I think the conversation I had a few years ago about, “Hey, you’re broadcasting something and it’s going to negatively affect viewership,” I don’t think that’s the reality anymore. This is definitely not what we see across a variety of content.
In this case, Apple reaches every home with its products and applications. Taking some of these games and making them patriotic gives more people the ability to watch them.
Is this the wave of the future, the beginning of the end of the pack? If I want to see my team play all of its games, will I eventually need five, six, or seven separate streaming subscriptions?
Everything is important. Linear streak is still the most important to us.
I think what you see on the streaming side is just the realization that there are a lot of people who fall outside the pack. Take Los Angeles, for example. RSN isn’t even distributed to everyone in Los Angeles [Cox Cable does not carry SportsNet LA.]
When you’re talking about a local audience you’re trying to reach, if you take some of these national games, the idea is to reach a much broader audience. This is the goal. If we don’t think this will be the effect, we certainly won’t. We don’t want fewer people watching our content.
I never thought my mother would call me and say, “Have you seen ‘Ozark’ on Netflix?” I didn’t think it would find Netflix at all. But, when everyone got stuck in their homes due to the pandemic, they started consuming every bit of content they could find, and now it’s normal. We feel that streaming has reached that critical mass, as putting exclusive national games there will add to everything we do and reach as wide an audience as possible.

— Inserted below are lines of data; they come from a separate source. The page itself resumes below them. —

PR #98, opened 2021-04-22
[PCM-1547] - Fixed 1:1 video alert toast hanging after answer timeout…

zservies:
… and fixed invites hanging when accepting 1:1 video call with two clients open.


src/webrtc.ts
```diff
@@ -302,6 +306,17 @@ export class WebrtcExtension extends EventEmitter {
     );
   }
 
+  private handleRetract (sessionId: string) {
```
zservies, line 309: As these get longer its probably worth giving them a dedicated stanza handler file.

jensengar (approved):

djhouseknecht (approved):

PR #106, opened 2021-06-10
[PCM-1624] - Added error logging for failed HTTP requests to console - not sending to sumo.

zservies:
- We already aren't sending these HTTP failures to Sumo. Its possible they'll contain PII so instead we'll just throw an error and log them to the console.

The Dodgers’ Apple debut comes on Jackie Robinson’s Day, when the Dodgers and the league celebrate his legacy and promote all that has been done to ensure his legacy continues. Why would the MLB put the Dodgers on Apple on that day, when fans are having a hard time finding streaming?
This is one of the most important pieces in Major League Baseball, of a historical nature. We celebrate Jackie, breaking barriers 75 years ago. Being able to take that and show it to the masses at a national level is even more impactful, from where we’re sitting.
Listen, it turns out on the calendar that the match was Friday night, so we had this opportunity. But it wasn’t like we made a deal with Jackie Robinson Day. We made a “Friday Night Baseball” deal, it happened to be Jackie Robinson’s day, and we just happened to have a great opportunity to take a game of historical significance and bring it to a much wider audience than if we had started broadcasting locally.